=== Section Start ===

PR #7791, opened 2023-11-09
Adding a flag o and m

manikandan-xilinx:
Adding a flag o and m for unzipping https://github.com/Xilinx/ERT-BSP/raw/main/BSPs/sched_bsp.tar.bz2 files inside container during the build stages

The above flag is needed to perform cleanup stage in the pipeline once the build is completed. without "o" and "m" flag the ownership of the files and time are preserved which is "jpocock" and  time of file created is 2 years back and when unzipping it's user is same as jpocock and hence we could not delete those files in the pipeline after the build facing permission issue


manikandan-xilinx:
@stsoe If possible could you pls review this

stsoe (approved):

maxzhen (approved):

Issue #10, opened 2018-06-21
Add AWS to CMake Build Lists


rradjabi:
Build AWS HAL by adding to the CMake Lists.

PR #7795, opened 2023-11-10
VITIS-9991 - Removing boost::any

haghilin:
Problem solved by the commit:
The boost::any removed from the XRT code.

N/A

None

System Configuration
  OS Name              : Linux
  Release              : 6.5.0-rc1+
  Version              : #10 SMP PREEMPT_DYNAMIC Wed Aug 16 22:28:12 PDT 2023
  Machine              : x86_64
  CPU Cores            : 16
  Memory               : 63990 MB
  Distribution         : Ubuntu 22.04 LTS
  GLIBC                : 2.35
  Model                : Precision 5820 Tower
  BIOS vendor          : Dell Inc.
  BIOS version         : 2.0.2

XRT
  Version              : 2.17.0
  Branch               : master4
  Hash                 : cc9246d122580380d58c5f9c3c2a0f35758c4bb8
  Hash Date            : 2023-11-10 10:17:40
  XOCL                 : 2.16.0, 893580509d3f7b0f1fab5a0da6210c709529a740
  XCLMGMT              : 2.16.0, 893580509d3f7b0f1fab5a0da6210c709529a740

Devices present
BDF             :  Shell                            Logic UUID                            Device ID       Device Ready* 
-------------------------------------------------------------------------------------------------------------------------
[0000:04:00.1]  :  xilinx_u55c_gen3x16_xdma_base_3  97088961-FEAE-DA91-52A2-1D9DFD63CCEF  user(inst=129)  Yes

### DIFF
--- a/src/runtime_src/core/common/device.h
+++ b/src/runtime_src/core/common/device.h
@@ -17,12 +17,12 @@
 #include "core/include/xrt.h"
 #include "core/include/experimental/xrt_xclbin.h"
 
+#include <any>
 #include <cstdint>
 #include <vector>
 #include <string>
 #include <map>
 #include <memory>
-#include <boost/any.hpp>
 #include <boost/property_tree/ptree.hpp>
 #include <boost/optional/optional.hpp>
 
@@ -204,10 +204,10 @@ public:
    * query() - Query the device for specific property
    *
    * @QueryRequestType: Template parameter identifying a specific query request
-   * Return: QueryRequestType::result_type value wrapped as boost::any.
+   * Return: QueryRequestType::result_type value wrapped as std::any.
    */
   template <typename QueryRequestType>
-  boost::any
+  std::any
   query() const
   {
     auto& qr = lookup_query(QueryRequestType::key);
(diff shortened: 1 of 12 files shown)


stsoe (changes requested):
Hi @haghilin Unfortunately we cannot change xrt::device and remove the boost::any deprecated interface.   We need to continue to support boost::any at the xrt::device interface level else we break existing binaries in the field.   If you check the comments carefully and trace the code, you will see that the std::any is used for all new code but a few functions are left to preserve binary compatibility (ABI).  So leave detail/any.h, xrt_device.h, xrt_device.cpp as is.   For all new compiled host code it will end up using std::any.   

Only change the boost::any -> std::any in the internal implementation code.

haghilin:
> Hi @haghilin Unfortunately we cannot change xrt::device and remove the boost::any deprecated interface. We need to continue to support boost::any at the xrt::device interface level else we break existing binaries in the field. If you check the comments carefully and trace the code, you will see that the std::any is used for all new code but a few functions are left to preserve binary compatibility (ABI). So leave detail/any.h, xrt_device.h, xrt_device.cpp as is. For all new compiled host code it will end up using std::any.
> 
> Only change the boost::any -> std::any in the internal implementation code.

haghilin:
Thanks @stsoe, I removed the changes for xrt::device.

stsoe:
retest this please

stsoe (approved):
@haghilin This looks good.  Thanks.  The changes in XRT will break any project that use XRT as submodule and at the same time implements the query infrastructure.   I think we can handle that, but immediately after merging this PR we should update the internal projects.

PR #7796, opened 2023-11-11
Add hybrid access to xrt::ext:bo for cross-adapter allocations

stsoe:
Support allocating buffer objects that are shared between hybrid devices. On Windows / MCDM this is a cross-adapter allocation.

Add new access mode `xrt::ext::bo::access_mode::hybrid` and encode in bo flags passed to shim for allocatng BO.

This PR changes the encoded BO flags for access extension removing old XRT_BO_ACCESS_EXPORTED and instead keeps a 1:1 mapping from xrt::ext::bo:access::mode to these access flags.

It is an error to bitwise or the access mode local, shared, process, and hybrid and an exception is thrown if the access mode is not exactly one of these 4 values.

This PR is a pre-requisite for MCDM / UMD changes to support creating cross adapter allocations.

### DIFF
--- a/src/runtime_src/core/common/api/xrt_bo.cpp
+++ b/src/runtime_src/core/common/api/xrt_bo.cpp
@@ -1506,41 +1506,43 @@ copy(const bo& src, size_t sz, size_t src_offset, size_t dst_offset)
 ////////////////////////////////////////////////////////////////
 namespace xrt::ext {
 
-static bool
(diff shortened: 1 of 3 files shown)


stsoe:
retest this please - apu

manikandan-xilinx:
retest this please. (PACT board test is failing repeatedly. So witching back from it )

=== Section End ===

• [Work to be completed]: Could you restate the listing above word for word, leaving nothing out?

• [Solution to the exercise]:
PR #7791, opened 2023-11-09
Adding a flag o and m

manikandan-xilinx:
Adding a flag o and m for unzipping https://github.com/Xilinx/ERT-BSP/raw/main/BSPs/sched_bsp.tar.bz2 files inside container during the build stages

The above flag is needed to perform cleanup stage in the pipeline once the build is completed. without "o" and "m" flag the ownership of the files and time are preserved which is "jpocock" and  time of file created is 2 years back and when unzipping it's user is same as jpocock and hence we could not delete those files in the pipeline after the build facing permission issue


manikandan-xilinx:
@stsoe If possible could you pls review this

stsoe (approved):

maxzhen (approved):

Issue #10, opened 2018-06-21
Add AWS to CMake Build Lists


rradjabi:
Build AWS HAL by adding to the CMake Lists.

PR #7795, opened 2023-11-10
VITIS-9991 - Removing boost::any

haghilin:
Problem solved by the commit:
The boost::any removed from the XRT code.

N/A

None

System Configuration
  OS Name              : Linux
  Release              : 6.5.0-rc1+
  Version              : #10 SMP PREEMPT_DYNAMIC Wed Aug 16 22:28:12 PDT 2023
  Machine              : x86_64
  CPU Cores            : 16
  Memory               : 63990 MB
  Distribution         : Ubuntu 22.04 LTS
  GLIBC                : 2.35
  Model                : Precision 5820 Tower
  BIOS vendor          : Dell Inc.
  BIOS version         : 2.0.2

XRT
  Version              : 2.17.0
  Branch               : master4
  Hash                 : cc9246d122580380d58c5f9c3c2a0f35758c4bb8
  Hash Date            : 2023-11-10 10:17:40
  XOCL                 : 2.16.0, 893580509d3f7b0f1fab5a0da6210c709529a740
  XCLMGMT              : 2.16.0, 893580509d3f7b0f1fab5a0da6210c709529a740

Devices present
BDF             :  Shell                            Logic UUID                            Device ID       Device Ready* 
-------------------------------------------------------------------------------------------------------------------------
[0000:04:00.1]  :  xilinx_u55c_gen3x16_xdma_base_3  97088961-FEAE-DA91-52A2-1D9DFD63CCEF  user(inst=129)  Yes

### DIFF
--- a/src/runtime_src/core/common/device.h
+++ b/src/runtime_src/core/common/device.h
@@ -17,12 +17,12 @@
 #include "core/include/xrt.h"
 #include "core/include/experimental/xrt_xclbin.h"
 
+#include <any>
 #include <cstdint>
 #include <vector>
 #include <string>
 #include <map>
 #include <memory>
-#include <boost/any.hpp>
 #include <boost/property_tree/ptree.hpp>
 #include <boost/optional/optional.hpp>
 
@@ -204,10 +204,10 @@ public:
    * query() - Query the device for specific property
    *
    * @QueryRequestType: Template parameter identifying a specific query request
-   * Return: QueryRequestType::result_type value wrapped as boost::any.
+   * Return: QueryRequestType::result_type value wrapped as std::any.
    */
   template <typename QueryRequestType>
-  boost::any
+  std::any
   query() const
   {
     auto& qr = lookup_query(QueryRequestType::key);
(diff shortened: 1 of 12 files shown)


stsoe (changes requested):
Hi @haghilin Unfortunately we cannot change xrt::device and remove the boost::any deprecated interface.   We need to continue to support boost::any at the xrt::device interface level else we break existing binaries in the field.   If you check the comments carefully and trace the code, you will see that the std::any is used for all new code but a few functions are left to preserve binary compatibility (ABI).  So leave detail/any.h, xrt_device.h, xrt_device.cpp as is.   For all new compiled host code it will end up using std::any.   

Only change the boost::any -> std::any in the internal implementation code.

haghilin:
> Hi @haghilin Unfortunately we cannot change xrt::device and remove the boost::any deprecated interface. We need to continue to support boost::any at the xrt::device interface level else we break existing binaries in the field. If you check the comments carefully and trace the code, you will see that the std::any is used for all new code but a few functions are left to preserve binary compatibility (ABI). So leave detail/any.h, xrt_device.h, xrt_device.cpp as is. For all new compiled host code it will end up using std::any.
> 
> Only change the boost::any -> std::any in the internal implementation code.

haghilin:
Thanks @stsoe, I removed the changes for xrt::device.

stsoe:
retest this please

stsoe (approved):
@haghilin This looks good.  Thanks.  The changes in XRT will break any project that use XRT as submodule and at the same time implements the query infrastructure.   I think we can handle that, but immediately after merging this PR we should update the internal projects.

PR #7796, opened 2023-11-11
Add hybrid access to xrt::ext:bo for cross-adapter allocations

stsoe:
Support allocating buffer objects that are shared between hybrid devices. On Windows / MCDM this is a cross-adapter allocation.

Add new access mode `xrt::ext::bo::access_mode::hybrid` and encode in bo flags passed to shim for allocatng BO.

This PR changes the encoded BO flags for access extension removing old XRT_BO_ACCESS_EXPORTED and instead keeps a 1:1 mapping from xrt::ext::bo:access::mode to these access flags.

It is an error to bitwise or the access mode local, shared, process, and hybrid and an exception is thrown if the access mode is not exactly one of these 4 values.

This PR is a pre-requisite for MCDM / UMD changes to support creating cross adapter allocations.

### DIFF
--- a/src/runtime_src/core/common/api/xrt_bo.cpp
+++ b/src/runtime_src/core/common/api/xrt_bo.cpp
@@ -1506,41 +1506,43 @@ copy(const bo& src, size_t sz, size_t src_offset, size_t dst_offset)
 ////////////////////////////////////////////////////////////////
 namespace xrt::ext {
 
-static bool
(diff shortened: 1 of 3 files shown)


stsoe:
retest this please - apu

manikandan-xilinx:
retest this please. (PACT board test is failing repeatedly. So witching back from it )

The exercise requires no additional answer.